Hoje as crianças brincam pouco ao ar livre e acabam recorrendo aos dispositivos eletrônicos, o que pode contribuir para a epidemia dos problemas oculares. O oftalmologista Geraldo Canto, de Curitiba, explica:

“Um mecanismo de nossa visão, chamado de acomodação, nos permite olhar objetos distantes e focar com nitidez objetos próximos. Esse foco é feito com a contração do músculo ciliar, o anel no meio do olho para visão a distância. O excesso de esforço pode gerar fatores associados ao aumento da miopia.”

Estimativas apontam que até 2020, 28% da população brasileira será míope. Até 2050, o índice pode chegar a 51%, segundo a oftalmologista Renata Bettarelo para o Correio Braziliense. “Hoje, a taxa no Brasil gira em torno de 11% a 36%, mas a tecnologia tem contribuído para o aumento da doença”, alerta. O problema pode ser hereditário ou adquirido.

Cada vez mais as crianças recorrem às tecnologias pela falta de brincarem ao ar livre. Com isso, a saúde como um todo fica comprometida.
  • A MIOPIA

A miopia pode ter causa genética ou ambiental. Trata-se de um problema ocular em que se consegue ver perfeitamente os objetos de perto, mas as coisas mais afastadas podem aparecer desfocadas.

É importante que os pais levem as crianças ao oftalmologista cedo, ainda antes da alfabetização para que não interfira neste processo. A primeira consulta, de acordo com Geraldo Canto, pode ser feita entre seis meses e um ano de idade, quando já é possível verificar a existência de um grau mais elevado, diferença de visão entre os olhos, diferença de grau ou fixação do olhar.

Cerca de 20% das crianças em idade escolar apresentam algum problema de visão – a miopia é a campeã.

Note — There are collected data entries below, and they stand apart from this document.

PR #1037, opened 2016-11-22
Update app.info.description to be maven project.name

markpollack:


trisberg:
We need to change the pom as well to have

```
	<name>Spring Cloud Data Flow Local Server</name>
```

O médico ainda ressalta que nem sempre é preciso usar óculos quando a criança é muito nova: As pessoas muito jovens com graus baixos não costumam ter indicação, a não ser que exista alguma dificuldade visual ou estrabismo detectado no exame. No geral, recomendamos óculos quando elas têm miopia acima de 1,5 grau, hipermetropia acima de 3 graus e astigmatismo acima de 1,5 grau”.

  • DICAS PARA OS PAIS

• Fazer a criança realizar atividades em ambientes externos diariamente, por 40 minutos, no mínimo.
• Não aproximar demais dos olhos os celulares, tablets, computadores e livros — eles devem ser mantidos a 30cm da face, no mínimo.
• Não se debruçar sobre o objeto de leitura.
• Manter a tela do computador a 50cm da face, no mínimo.
• Fazer intervalos frequentes enquanto estiver utilizando esses objetos. A cada 20 minutos, retirar o olhar deles e focalizar objetos distantes, por cerca de 20 segundos.
• Uso de tablets e celulares por crianças de 2 a 5 anos não deve ultrapassar 1 hora por dia.

COM A PALAVRA, OS MÉDICOS

Fonte: Correio Braziliense | Luiz Felipe Diniz, médico oftalmologista

• As cirurgias refrativas para correção do grau são indicadas somente depois dos 18 anos, desde que a graduação já tenha estabilizado.
• Para evitar mais prejuízos à visão, a recomendação é, desde cedo, ensinar as crianças a fazerem intervalos de cinco minutos a cada hora na frente das telas.
• Reduza o brilho dos monitores. Ajuste-os procurando deixar a visibilidade agradável para a vista. Não deixe o fundo muito claro nem muito escuro.
• Monitores de cristal líquido cansam menos a vista do que os antigos, de tubo, pois já vêm com superfície antirreflexo e melhor definição de imagens.